(Dataset extract)

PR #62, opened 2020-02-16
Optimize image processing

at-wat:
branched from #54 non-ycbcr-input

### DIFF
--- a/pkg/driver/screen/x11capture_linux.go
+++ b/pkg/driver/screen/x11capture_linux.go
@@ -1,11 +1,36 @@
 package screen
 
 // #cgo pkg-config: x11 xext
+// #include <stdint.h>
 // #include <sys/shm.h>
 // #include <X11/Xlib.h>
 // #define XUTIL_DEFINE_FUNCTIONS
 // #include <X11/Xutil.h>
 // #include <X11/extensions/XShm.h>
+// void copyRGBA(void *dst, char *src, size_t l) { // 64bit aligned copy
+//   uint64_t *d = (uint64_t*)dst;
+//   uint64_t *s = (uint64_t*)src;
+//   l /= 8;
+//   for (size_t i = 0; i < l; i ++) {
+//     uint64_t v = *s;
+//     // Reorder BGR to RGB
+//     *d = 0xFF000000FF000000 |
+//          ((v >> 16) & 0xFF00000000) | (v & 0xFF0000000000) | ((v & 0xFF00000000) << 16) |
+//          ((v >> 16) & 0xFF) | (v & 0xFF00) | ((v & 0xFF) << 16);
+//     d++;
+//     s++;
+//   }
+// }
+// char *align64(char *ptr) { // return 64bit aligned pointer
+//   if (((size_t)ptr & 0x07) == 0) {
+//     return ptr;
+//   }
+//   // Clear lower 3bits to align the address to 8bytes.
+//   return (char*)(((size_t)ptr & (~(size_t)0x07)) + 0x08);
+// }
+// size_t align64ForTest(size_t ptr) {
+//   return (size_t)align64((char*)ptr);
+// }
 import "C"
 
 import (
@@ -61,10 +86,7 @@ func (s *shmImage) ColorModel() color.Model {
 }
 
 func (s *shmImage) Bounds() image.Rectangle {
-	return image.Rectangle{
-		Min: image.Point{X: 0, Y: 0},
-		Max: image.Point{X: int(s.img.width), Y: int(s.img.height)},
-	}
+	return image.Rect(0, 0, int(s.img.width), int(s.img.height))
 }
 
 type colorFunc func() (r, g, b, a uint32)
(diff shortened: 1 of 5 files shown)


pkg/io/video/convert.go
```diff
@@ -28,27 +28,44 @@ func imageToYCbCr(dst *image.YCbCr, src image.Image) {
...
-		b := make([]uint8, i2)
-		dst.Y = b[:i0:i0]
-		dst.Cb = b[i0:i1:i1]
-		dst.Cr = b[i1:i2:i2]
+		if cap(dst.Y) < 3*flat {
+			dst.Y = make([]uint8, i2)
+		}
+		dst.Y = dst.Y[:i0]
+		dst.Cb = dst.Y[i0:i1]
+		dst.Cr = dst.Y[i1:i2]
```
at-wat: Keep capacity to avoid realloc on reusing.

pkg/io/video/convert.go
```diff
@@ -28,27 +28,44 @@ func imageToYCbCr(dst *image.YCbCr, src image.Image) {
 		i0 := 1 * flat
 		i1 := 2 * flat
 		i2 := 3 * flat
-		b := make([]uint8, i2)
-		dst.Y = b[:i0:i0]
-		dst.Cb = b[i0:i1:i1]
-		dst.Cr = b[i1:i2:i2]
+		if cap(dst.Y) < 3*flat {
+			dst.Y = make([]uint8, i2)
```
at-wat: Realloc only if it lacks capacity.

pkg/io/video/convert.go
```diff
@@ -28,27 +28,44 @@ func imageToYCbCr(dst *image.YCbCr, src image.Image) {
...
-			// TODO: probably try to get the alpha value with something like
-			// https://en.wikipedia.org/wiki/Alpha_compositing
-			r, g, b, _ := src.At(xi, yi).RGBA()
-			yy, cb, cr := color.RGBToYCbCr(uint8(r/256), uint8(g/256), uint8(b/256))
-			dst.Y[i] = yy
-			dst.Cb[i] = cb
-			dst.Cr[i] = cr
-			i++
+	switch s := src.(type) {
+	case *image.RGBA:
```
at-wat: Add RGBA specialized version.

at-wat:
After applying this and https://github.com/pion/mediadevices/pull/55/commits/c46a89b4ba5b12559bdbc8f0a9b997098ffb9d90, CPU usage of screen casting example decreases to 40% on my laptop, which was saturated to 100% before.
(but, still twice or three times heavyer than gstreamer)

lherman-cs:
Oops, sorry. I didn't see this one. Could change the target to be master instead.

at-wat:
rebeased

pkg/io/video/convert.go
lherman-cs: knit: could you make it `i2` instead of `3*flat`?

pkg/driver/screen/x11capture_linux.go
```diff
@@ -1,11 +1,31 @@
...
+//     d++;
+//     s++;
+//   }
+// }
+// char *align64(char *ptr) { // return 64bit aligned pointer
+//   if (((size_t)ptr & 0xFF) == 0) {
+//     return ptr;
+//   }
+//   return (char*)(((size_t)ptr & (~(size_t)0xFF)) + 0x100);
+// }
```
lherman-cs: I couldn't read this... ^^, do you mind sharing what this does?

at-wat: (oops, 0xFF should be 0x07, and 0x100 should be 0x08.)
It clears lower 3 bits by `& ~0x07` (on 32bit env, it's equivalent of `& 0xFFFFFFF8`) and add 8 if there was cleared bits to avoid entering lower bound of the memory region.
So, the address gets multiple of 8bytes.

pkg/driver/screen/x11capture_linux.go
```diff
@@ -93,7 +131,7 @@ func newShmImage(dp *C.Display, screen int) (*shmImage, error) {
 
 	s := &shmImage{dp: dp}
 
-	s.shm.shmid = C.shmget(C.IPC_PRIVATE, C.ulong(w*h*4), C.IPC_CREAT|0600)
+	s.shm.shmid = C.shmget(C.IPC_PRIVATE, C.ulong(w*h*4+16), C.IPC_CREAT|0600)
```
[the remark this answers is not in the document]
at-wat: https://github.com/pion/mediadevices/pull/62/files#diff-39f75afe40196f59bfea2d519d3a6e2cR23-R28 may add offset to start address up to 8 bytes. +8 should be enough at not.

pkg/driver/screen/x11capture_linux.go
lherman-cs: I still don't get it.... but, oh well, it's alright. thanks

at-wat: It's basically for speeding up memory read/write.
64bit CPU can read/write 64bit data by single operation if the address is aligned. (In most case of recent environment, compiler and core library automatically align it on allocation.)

(End Dataset extract)
(Dataset extract)

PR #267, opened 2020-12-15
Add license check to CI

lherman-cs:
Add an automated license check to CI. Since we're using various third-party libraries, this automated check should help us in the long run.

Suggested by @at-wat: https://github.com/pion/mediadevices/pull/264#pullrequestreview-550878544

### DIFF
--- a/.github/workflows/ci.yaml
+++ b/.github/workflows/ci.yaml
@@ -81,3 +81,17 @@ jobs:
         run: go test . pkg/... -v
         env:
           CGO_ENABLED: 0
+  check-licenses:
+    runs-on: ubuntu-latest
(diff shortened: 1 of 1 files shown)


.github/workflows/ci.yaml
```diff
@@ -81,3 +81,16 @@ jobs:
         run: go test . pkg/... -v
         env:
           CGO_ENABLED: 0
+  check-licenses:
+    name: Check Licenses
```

(End Dataset extract)
(Dataset extract)

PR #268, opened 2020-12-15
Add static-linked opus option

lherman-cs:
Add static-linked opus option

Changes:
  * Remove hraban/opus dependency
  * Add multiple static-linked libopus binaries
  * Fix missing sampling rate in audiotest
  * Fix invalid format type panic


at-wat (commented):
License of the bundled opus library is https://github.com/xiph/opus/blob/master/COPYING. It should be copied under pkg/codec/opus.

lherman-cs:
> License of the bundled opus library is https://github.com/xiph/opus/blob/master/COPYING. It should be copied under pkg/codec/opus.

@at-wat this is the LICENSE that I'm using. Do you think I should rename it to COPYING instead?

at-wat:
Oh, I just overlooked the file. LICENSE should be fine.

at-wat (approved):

(End Dataset extract)

About this exercise →
Which lines above hold the string "avoid"? Copy every one of them.

Response →
at-wat: Keep capacity to avoid realloc on reusing.
It clears lower 3 bits by `& ~0x07` (on 32bit env, it's equivalent of `& 0xFFFFFFF8`) and add 8 if there was cleared bits to avoid entering lower bound of the memory region.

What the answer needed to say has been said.